▶ Exercise aim
Will you give the material below again, every line exactly as it is?

(Information supplied)

PR #629, opened 2022-01-06
Get tests running under Ruby 3.1 and add to CI

petergoldstein:
As Ruby 3.1 is out it seems like a good idea to get CI running with that version.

(End Information supplied)

▶ Solution
PR #629, opened 2022-01-06
Get tests running under Ruby 3.1 and add to CI

petergoldstein:
As Ruby 3.1 is out it seems like a good idea to get CI running with that version.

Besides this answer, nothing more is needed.